Voting: Exciting, Right?


“Hear ye, hear ye!  The polls in Hart County are officially open!”


            7:01 a.m., November 6, 2012, a sheriff’s deputy opened the polls and waved the line of voters into the voting room.  Finally – the moment I’d been waiting for – Election Day!


            We – Sparky, Meredith, and I – arrived at our polling place (the Hart County Recreation Department) at 6:40 in full dark.  A local church group was setting up coffee and donuts under a pavilion.  There were a few cars in the parking lot.  Two women wearing reflective vests were setting orange cones near the driveway.  A cold rain was falling, and a cold wind was blowing.  I was prepared to wait outside – carrying umbrella, mittens, scarf – and hoping for a long line, a long wait, some controversy, maybe a little chanting – something exciting to mark this historic election.
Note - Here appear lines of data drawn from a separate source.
PR #643, opened 2024-01-10
Nahim shader defines

devshgraphicsprogramming:

PR #665, opened 2024-03-11
Global scan

kpentaris:
## Description
Initial implementation of the Global Scan in HLSL

## Testing 
Not yet finished

## TODO list:
Still need to test the HLSL code as well as the porting of the example code to the new API of vulkan_1_3 branch


include/nbl/builtin/hlsl/scan/declarations.hlsl
```diff
@@ -1,66 +1,63 @@
...
 #define _NBL_HLSL_SCAN_DECLARATIONS_INCLUDED_
 
 // REVIEW: Not sure if this file is needed in HLSL implementation
 
-#include "nbl/builtin/hlsl/scan/parameters_struct.hlsl"
+#include "nbl/builtin/hlsl/cpp_compat.hlsl"
 
+#ifndef NBL_BUILTIN_MAX_SCAN_LEVELS
+#define NBL_BUILTIN_MAX_SCAN_LEVELS 7
+#endif
```
devshgraphicsprogramming, line 14: do as `NBL_CONSTEXPR` instead of define

include/nbl/builtin/hlsl/scan/declarations.hlsl
```diff
@@ -1,66 +1,63 @@
...
 {
 namespace hlsl
 {
 namespace scan
 {
+    // REVIEW: Putting topLevel second allows better alignment for packing of constant variables, assuming lastElement has length 4. (https://learn.microsoft.com/en-us/windows/win32/direct3dhlsl/dx-graphics-hlsl-packing-rules)
+	struct Parameters_t {
+		uint32_t lastElement[NBL_BUILTIN_MAX_SCAN_LEVELS/2+1];
+		uint32_t topLevel;
+		uint32_t temporaryStorageOffset[NBL_BUILTIN_MAX_SCAN_LEVELS/2];
```
devshgraphicsprogramming, line 26: use uint16_t for this

include/nbl/builtin/hlsl/scan/declarations.hlsl
```diff
@@ -1,66 +1,63 @@
...
+	};
+    
 	Parameters_t getParameters();
```
devshgraphicsprogramming, line 29: no need for such a forward decl anymore

include/nbl/builtin/hlsl/scan/declarations.hlsl
devshgraphicsprogramming: also this better be formulated slightly differently, in terms of reduction passes, not reduction + downsweep

include/nbl/builtin/hlsl/scan/declarations.hlsl
```diff
@@ -1,66 +1,63 @@
...
-namespace nbl
-{
-namespace hlsl
-{
-namespace scan
-{
 	template<typename Storage_t>
 	void setData(
-		in Storage_t data,
-		in uint levelInvocationIndex,
```
devshgraphicsprogramming, line 54: no more forward declarations, just let it be an accessor.

Also the `level` const-ref-args can be rolled up into a single struct `SDataIndex`

include/nbl/builtin/hlsl/scan/descriptors.hlsl
```diff
@@ -1,3 +1,112 @@
...
+    NBL_CONST_REF_ARG(uint32_t) pseudoLevel
+)
+{
+    const Parameters_t params = getParameters(); // defined differently for direct and indirect shaders
+    
+    uint32_t offset = levelInvocationIndex;
+    const bool notFirstOrLastLevel = bool(pseudoLevel);
+    if (notFirstOrLastLevel)
+		offset += params.temporaryStorageOffset[pseudoLevel-1u];
+
```
devshgraphicsprogramming, line 45: remove thsi whole file, it should be userspace

include/nbl/builtin/hlsl/scan/direct.hlsl
```diff
@@ -1,50 +1,90 @@
...
+        return glsl::atomicAdd(wgScratch[ix + offset], val);
+    }
+
+	void workgroupExecutionAndMemoryBarrier()
+	{
+		nbl::hlsl::glsl::barrier();
+		//nbl::hlsl::glsl::memoryBarrierShared(); implied by the above
+	}
+};
+static WGScratchProxy<0> accessor;
```
devshgraphicsprogramming, line 41: scratches are userspace

include/nbl/builtin/hlsl/scan/direct.hlsl
```diff
@@ -1,50 +1,90 @@
...
+/**
+ * Required since we rely on SubgroupContiguousIndex instead of 
+ * gl_LocalInvocationIndex which means to match the global index 
+ * we can't use the gl_GlobalInvocationID but an index based on 
+ * SubgroupContiguousIndex.
+ */
+uint32_t globalIndex()
+{
+	return nbl::hlsl::glsl::gl_WorkGroupID().x*WORKGROUP_SIZE+nbl::hlsl::workgroup::SubgroupContiguousIndex();
+}
```
devshgraphicsprogramming, line 64: we have this in a header already

include/nbl/builtin/hlsl/scan/direct.hlsl
```diff
@@ -1,50 +1,90 @@
...
+uint32_t3 nbl::hlsl::glsl::gl_WorkGroupSize() {return uint32_t3(WORKGROUP_SIZE,1,1);}
+
+struct ScanPushConstants
+{
+    nbl::hlsl::scan::Parameters_t scanParams;
+    nbl::hlsl::scan::DefaultSchedulerParameters_t schedulerParams;
+};
+
+[[vk::push_constant]]
+ScanPushConstants spc;
```
devshgraphicsprogramming, line 53: everything affecting the pipeline layout should be userspace

include/nbl/builtin/hlsl/scan/indirect.hlsl
```diff
@@ -13,36 +8,33 @@ namespace hlsl
...
-[numthreads(_NBL_HLSL_WORKGROUP_SIZE_, 1, 1)]
-void CSMain()
+[numthreads(WORKGROUP_SIZE,1,1)]
+void main()
 {
-	if (bool(nbl::hlsl::scan::getIndirectElementCount()))
-		nbl::hlsl::scan::main();
+    if(bool(nbl::hlsl::scan::getIndirectElementCount())) {
+        // TODO call main from virtual_workgroup.hlsl
+    }
```
devshgraphicsprogramming, line 38: all this should be userspace, also there will be very little difference between direct and indirect

include/nbl/builtin/hlsl/scan/virtual_workgroup.hlsl
```diff
@@ -6,87 +6,78 @@
...
-#if 0
 namespace nbl
 {
 namespace hlsl
 {
 namespace scan
 {
-	template<class Binop, class Storage_t>
-	void virtualWorkgroup(in uint treeLevel, in uint localWorkgroupIndex)
+	template<class Binop, typename Storage_t, bool isExclusive, uint16_t ItemCount, class Accessor, class device_capabilities=void>
```
devshgraphicsprogramming, line 18: why not template on the workgroup scan instead?

Within you can alias and extract:
- binop
- storage_t
- exclusive or not
- item count
- smem accessor
- device traits necessary

devshgraphicsprogramming:
Is this something I can actually checkout and try myself?

include/nbl/builtin/hlsl/scan/descriptors.hlsl
```diff
@@ -17,21 +17,21 @@ namespace hlsl
...
-template<uint32_t scratchElementCount=SCRATCH_SZ - 1> // (REVIEW): This should be externally defined. Maybe change the scratch buffer to RWByteAddressBuffer? Annoying to manage though...
+template<uint32_t scratchElementCount=SCRATCH_SZ - 1>
 struct Scratch
 {
     uint32_t workgroupsStarted;
     uint32_t data[scratchElementCount];
 };
 
-[[vk::binding(0 ,0)]] RWStructuredBuffer<uint32_t /*Storage_t*/> scanBuffer; // (REVIEW): Make the type externalizable. Decide how (#define?)
+[[vk::binding(0 ,0)]] RWStructuredBuffer<Storage_t> scanBuffer; // (REVIEW): Make the type externalizable. Decide how (#define?)
```
devshgraphicsprogramming, line 27: Use Buffer Device Address

include/nbl/builtin/hlsl/scan/declarations.hlsl
```diff
@@ -30,8 +30,9 @@ namespace scan
 
     struct DefaultSchedulerParameters_t
     {
-        uint32_t finishedFlagOffset[NBL_BUILTIN_MAX_SCAN_LEVELS-1];
         uint32_t cumulativeWorkgroupCount[NBL_BUILTIN_MAX_SCAN_LEVELS];
+        uint32_t workgroupFinishFlagsOffset[NBL_BUILTIN_MAX_SCAN_LEVELS];
+        uint32_t lastWorkgroupSetCountForLevel[NBL_BUILTIN_MAX_SCAN_LEVELS];
```
devshgraphicsprogramming, line 35: If you use Buffer Device Address, you don't need to size the arrays, you just make them `bda::__ptr` instead

include/nbl/builtin/hlsl/scan/descriptors.hlsl
devshgraphicsprogramming: alternatively you can use accessor pattern

include/nbl/builtin/hlsl/scan/descriptors.hlsl
```diff
@@ -17,21 +17,21 @@ namespace hlsl
...
 [[vk::binding(1 ,0)]] RWStructuredBuffer<Scratch> /*globallycoherent (seems we can't use along with VMM)*/ scanScratchBuf; // (REVIEW): Check if globallycoherent can be used with Vulkan Mem Model
```
devshgraphicsprogramming, line 28: this one you need to use `BDA` 

globallycoherent can't be used with VMM, but DXc doesn't support/emit/upgrade to VMM

IIRC you can mark individual load/store as coherent even before VMM (just no acquire/release cause thats VMM) with spir-v intrinsics and that should be enough

Also because the scratch needs to be coherent, it only makes sense to come from a buffer, and you might as well use BDA for it

include/nbl/builtin/hlsl/scan/scheduler.hlsl
```diff
@@ -32,6 +32,11 @@ struct Scheduler
   template<class Accessor>
   bool getWork(NBL_REF_ARG(Accessor) accessor)
   {
+      
+glsl::memoryBarrierBuffer();
+if(scanScratchBuf[0u].workgroupsStarted >= schedParams.cumulativeWorkgroupCount[level])
+  return false;
```
devshgraphicsprogramming, line 38: watch out for indentation

.gitmodules
```diff
@@ -69,7 +69,7 @@
 	branch = main
 [submodule "examples_tests"]
 	path = examples_tests
-	url = git@github.com:Devsh-Graphics-Programming/Nabla-Examples-and-Tests.git
+	url = git@github.com:kpentaris/Nabla-Examples-and-Tests.git
```
devshgraphicsprogramming, line 72: undo this before merge

include/nbl/builtin/hlsl/scan/declarations.hlsl
```diff
@@ -9,8 +9,8 @@
 
 #include "nbl/builtin/hlsl/cpp_compat.hlsl"
 
-#ifndef NBL_BUILTIN_MAX_SCAN_LEVELS
-#define NBL_BUILTIN_MAX_SCAN_LEVELS 7
+#ifndef NBL_BUILTIN_MAX_LEVELS
+#define NBL_BUILTIN_MAX_LEVELS 7
```
devshgraphicsprogramming, line 13: this should be a `NBL_CONSTEXPR_STATIC_INLINE` in `Parameters_t`

include/nbl/builtin/hlsl/scan/declarations.hlsl
```diff
@@ -21,18 +21,18 @@ namespace scan
 {
     // REVIEW: Putting topLevel second allows better alignment for packing of constant variables, assuming lastElement has length 4. (https://learn.microsoft.com/en-us/windows/win32/direct3dhlsl/dx-graphics-hlsl-packing-rules)
```
devshgraphicsprogramming, line 22: we have `-fuse-scalar-layout` DXC option, which packs everything tightly

include/nbl/builtin/hlsl/scan/declarations.hlsl
devshgraphicsprogramming: I keep doing the same reviews
https://github.com/Devsh-Graphics-Programming/Nabla/pull/665#discussion_r1547511769

include/nbl/builtin/hlsl/scan/direct.hlsl
devshgraphicsprogramming: use accessors

include/nbl/builtin/hlsl/scan/virtual_workgroup.hlsl
```diff
@@ -6,87 +6,78 @@
...
+	void virtualWorkgroup(NBL_CONST_REF_ARG(uint32_t) treeLevel, NBL_CONST_REF_ARG(uint32_t) localWorkgroupIndex, NBL_REF_ARG(Accessor) accessor)
 	{
 		const Parameters_t params = getParameters();
-		const uint levelInvocationIndex = localWorkgroupIndex * _NBL_HLSL_WORKGROUP_SIZE_ + SubgroupContiguousIndex();
-		const bool lastInvocationInGroup = SubgroupContiguousIndex() == (_NBL_HLSL_WORKGROUP_SIZE_ - 1);
-
-		const uint lastLevel = params.topLevel << 1u;
-		const uint pseudoLevel = levelInvocationIndex <= params.lastElement[pseudoLevel];
+		const uint32_t levelInvocationIndex = localWorkgroupIndex * glsl::gl_WorkGroupSize().x + SubgroupContiguousIndex();
+		const bool lastInvocationInGroup = SubgroupContiguousIndex() == (gl_WorkGroupSize().x - 1);
```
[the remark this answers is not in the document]
devshgraphicsprogramming: most definitely

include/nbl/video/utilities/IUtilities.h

            But, luckily, though somewhat anticlimactically, we joined the short line inside.  We were 6th or 7th in line.  One at a time, others pushed in, and soon the line was folding back on itself.  I heard one woman say, “What are we doing here so early on a cold, rainy morning?”  I answered, mostly under my breath, “We’re here to control our destiny.”  


            I said, a little more loudly, “Sparky, how cool would it be to be the first one in line?!”  He just rolled his eyes.  We waited.  I fought the impulse to do little jumps and clap my hands with excitement.


            I said, “This is exciting, right?” 


            The deputy’s announcement brought tears to my eyes.


            I’ve been excited about Election Day since last week.  Actually, I’ve been excited about Election Day all my life.  I voted for Jimmy Carter in my first presidential election – I was 20 years old – and I’ve voted in every presidential election, and most of the local ones, since then. 


             My parents didn’t take my sisters and me to vote on Election Day as I was growing up, but in our town of Trumansburg, fondly called Tremendousburg by its citizens, I watched my parents help found a third party, and I watched volunteer firefighters, school bus drivers, teachers, doctors, professors, construction workers, housewives, and others gather at the firehouse to make calls to potential voters and to give rides to people who didn’t have a way to get to the polls. 


            Because we’re Americans, and we vote.  I became a Voter.


            Exciting, right?


Sparky and I made sure our daughters would grow up to become Voters.  We didn’t make it to any Election Day Pancake Breakfasts, but we usually took them to the Methodist Church for the Election Day Spaghetti Supper that the Boy Scouts served.


            We always took them with us to vote – not just to the polling place, but right into the voting booth.  We helped them pull the lever to close the curtain, read the ballot to them, and lifted them up so they could push the levers.  Even in the limbo of too old to be in the booth but too young to vote, they went with us.  The poll workers made sure each girl had an “I Voted” sticker, and they wore them with pride.


            My daughters are grown now.  Elaine takes her own children into the voting booth with her.  Anna votes.  Sparky and I dragged Meredith with us this morning after her 12-hour factory shift, and she voted.


The curtains and levers at the polling place are gone; we vote electronically now, but I’m just as emotional touching the screen and watching big green Xs appear next to my choices as I was hearing the click of the levers as my daughters cast my votes.


            This morning I stood by myself in front of my voting machine, my finger hovering over the CAST VOTE button, and tears came to my eyes again.  Voting for president is a big deal, an awesome responsibility.  I hit the button, and it was done.  Sparky, Meredith, and I met at the exit to go have Election Day Breakfast. 


            I said, “So, Mer, how was it?  Exciting, right?”


            She said, “Dad, can I have your sticker?  I can’t find mine.”